═══ Dataset extract ═══

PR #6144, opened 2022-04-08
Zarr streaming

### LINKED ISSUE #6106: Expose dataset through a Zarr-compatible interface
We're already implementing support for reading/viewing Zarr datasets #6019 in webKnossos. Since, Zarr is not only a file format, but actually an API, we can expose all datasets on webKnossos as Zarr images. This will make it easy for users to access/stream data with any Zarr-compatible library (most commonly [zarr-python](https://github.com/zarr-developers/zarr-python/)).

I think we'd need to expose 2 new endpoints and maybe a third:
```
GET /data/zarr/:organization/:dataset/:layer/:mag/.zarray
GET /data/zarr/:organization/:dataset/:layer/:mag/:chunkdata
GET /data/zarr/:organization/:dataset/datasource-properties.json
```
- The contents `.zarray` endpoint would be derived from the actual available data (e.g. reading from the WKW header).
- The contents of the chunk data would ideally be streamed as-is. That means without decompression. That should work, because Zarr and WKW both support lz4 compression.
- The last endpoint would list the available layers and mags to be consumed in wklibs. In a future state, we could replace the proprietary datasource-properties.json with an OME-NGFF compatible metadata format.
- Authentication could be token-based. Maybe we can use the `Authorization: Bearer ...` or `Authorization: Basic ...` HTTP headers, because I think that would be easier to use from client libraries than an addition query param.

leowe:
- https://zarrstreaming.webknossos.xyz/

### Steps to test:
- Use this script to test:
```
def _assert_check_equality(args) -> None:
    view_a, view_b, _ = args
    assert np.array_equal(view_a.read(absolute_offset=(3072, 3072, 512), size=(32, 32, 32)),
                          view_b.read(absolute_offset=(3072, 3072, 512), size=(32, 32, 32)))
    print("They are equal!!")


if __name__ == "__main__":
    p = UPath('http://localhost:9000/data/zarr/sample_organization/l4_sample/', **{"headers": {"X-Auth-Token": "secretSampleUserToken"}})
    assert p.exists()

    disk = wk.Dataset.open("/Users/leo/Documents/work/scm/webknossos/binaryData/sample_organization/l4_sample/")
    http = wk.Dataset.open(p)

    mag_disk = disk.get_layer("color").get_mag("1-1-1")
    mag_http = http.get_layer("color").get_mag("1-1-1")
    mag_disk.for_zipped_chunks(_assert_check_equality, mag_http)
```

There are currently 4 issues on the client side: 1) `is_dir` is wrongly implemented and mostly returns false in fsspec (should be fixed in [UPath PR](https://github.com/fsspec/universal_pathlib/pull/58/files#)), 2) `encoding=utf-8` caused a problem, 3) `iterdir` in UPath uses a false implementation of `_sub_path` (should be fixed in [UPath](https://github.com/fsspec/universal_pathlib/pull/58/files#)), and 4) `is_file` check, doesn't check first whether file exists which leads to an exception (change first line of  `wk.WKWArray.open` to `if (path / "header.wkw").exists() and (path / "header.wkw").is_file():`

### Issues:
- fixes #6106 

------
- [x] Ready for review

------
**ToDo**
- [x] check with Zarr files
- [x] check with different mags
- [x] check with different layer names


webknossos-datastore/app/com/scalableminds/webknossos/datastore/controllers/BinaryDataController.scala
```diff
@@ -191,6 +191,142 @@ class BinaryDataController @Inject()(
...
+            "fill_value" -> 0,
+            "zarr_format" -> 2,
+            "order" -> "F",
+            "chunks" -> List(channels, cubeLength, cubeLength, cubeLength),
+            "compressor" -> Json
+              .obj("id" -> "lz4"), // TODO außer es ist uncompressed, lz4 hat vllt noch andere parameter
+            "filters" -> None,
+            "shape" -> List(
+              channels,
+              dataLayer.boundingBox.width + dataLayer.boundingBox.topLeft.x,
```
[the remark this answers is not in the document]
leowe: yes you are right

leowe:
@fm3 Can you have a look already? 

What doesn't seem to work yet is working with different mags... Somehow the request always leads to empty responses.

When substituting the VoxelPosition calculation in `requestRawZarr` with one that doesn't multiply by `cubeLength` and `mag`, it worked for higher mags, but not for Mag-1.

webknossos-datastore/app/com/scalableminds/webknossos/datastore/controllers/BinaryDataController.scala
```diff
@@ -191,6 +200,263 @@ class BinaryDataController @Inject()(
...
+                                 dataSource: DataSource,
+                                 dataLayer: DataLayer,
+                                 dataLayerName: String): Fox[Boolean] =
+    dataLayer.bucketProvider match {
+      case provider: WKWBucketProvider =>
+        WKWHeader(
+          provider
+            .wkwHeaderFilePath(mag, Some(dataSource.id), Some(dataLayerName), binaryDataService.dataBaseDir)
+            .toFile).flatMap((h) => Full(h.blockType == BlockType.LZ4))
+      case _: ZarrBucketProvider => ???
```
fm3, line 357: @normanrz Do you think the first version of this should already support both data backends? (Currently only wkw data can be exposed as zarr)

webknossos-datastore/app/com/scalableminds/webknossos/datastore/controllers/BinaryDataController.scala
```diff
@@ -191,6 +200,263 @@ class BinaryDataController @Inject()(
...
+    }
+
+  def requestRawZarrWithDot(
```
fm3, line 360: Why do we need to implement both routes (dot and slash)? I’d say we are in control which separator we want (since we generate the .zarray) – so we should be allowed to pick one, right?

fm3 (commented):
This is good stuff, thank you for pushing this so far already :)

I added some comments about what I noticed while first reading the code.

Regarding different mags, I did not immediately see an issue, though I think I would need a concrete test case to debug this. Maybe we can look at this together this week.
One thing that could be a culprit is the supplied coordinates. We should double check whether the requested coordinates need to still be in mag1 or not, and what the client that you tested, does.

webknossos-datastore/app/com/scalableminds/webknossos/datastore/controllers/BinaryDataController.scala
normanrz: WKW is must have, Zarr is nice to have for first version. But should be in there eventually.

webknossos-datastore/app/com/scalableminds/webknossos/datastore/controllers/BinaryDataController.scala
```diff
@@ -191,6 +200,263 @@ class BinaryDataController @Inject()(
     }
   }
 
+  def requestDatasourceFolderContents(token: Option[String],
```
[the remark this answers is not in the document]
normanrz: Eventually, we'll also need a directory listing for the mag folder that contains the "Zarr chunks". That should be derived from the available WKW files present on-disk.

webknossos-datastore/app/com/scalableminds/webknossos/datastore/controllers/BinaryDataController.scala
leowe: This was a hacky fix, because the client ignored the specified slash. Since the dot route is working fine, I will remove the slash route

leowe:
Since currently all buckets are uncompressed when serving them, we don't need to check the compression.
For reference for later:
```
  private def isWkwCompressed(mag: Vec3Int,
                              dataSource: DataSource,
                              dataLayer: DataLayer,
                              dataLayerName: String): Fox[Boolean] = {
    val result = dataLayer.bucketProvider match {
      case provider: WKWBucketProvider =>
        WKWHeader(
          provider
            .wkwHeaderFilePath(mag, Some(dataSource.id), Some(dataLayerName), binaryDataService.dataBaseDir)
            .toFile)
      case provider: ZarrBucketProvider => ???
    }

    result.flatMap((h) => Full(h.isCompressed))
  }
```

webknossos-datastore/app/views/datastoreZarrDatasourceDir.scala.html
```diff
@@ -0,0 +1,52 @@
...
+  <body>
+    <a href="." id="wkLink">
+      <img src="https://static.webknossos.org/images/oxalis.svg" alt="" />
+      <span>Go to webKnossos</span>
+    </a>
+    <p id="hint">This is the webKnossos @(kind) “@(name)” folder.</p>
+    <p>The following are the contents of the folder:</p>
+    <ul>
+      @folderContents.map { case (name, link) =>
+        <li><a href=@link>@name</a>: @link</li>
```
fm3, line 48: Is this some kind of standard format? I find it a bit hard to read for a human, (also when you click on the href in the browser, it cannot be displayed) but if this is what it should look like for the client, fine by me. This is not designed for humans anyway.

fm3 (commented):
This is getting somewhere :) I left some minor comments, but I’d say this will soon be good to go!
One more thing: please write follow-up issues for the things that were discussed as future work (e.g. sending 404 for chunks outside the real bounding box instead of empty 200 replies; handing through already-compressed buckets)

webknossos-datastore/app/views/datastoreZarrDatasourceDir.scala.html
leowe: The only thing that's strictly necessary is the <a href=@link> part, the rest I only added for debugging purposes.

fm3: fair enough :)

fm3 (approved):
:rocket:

═══

- **Work instruction**
Give again, word for word, the lines of the listing, starting at its first line and ending with the line containing "### LINKED ISSUE".

- **Response to this task**
PR #6144, opened 2022-04-08
Zarr streaming

### LINKED ISSUE #6106: Expose dataset through a Zarr-compatible interface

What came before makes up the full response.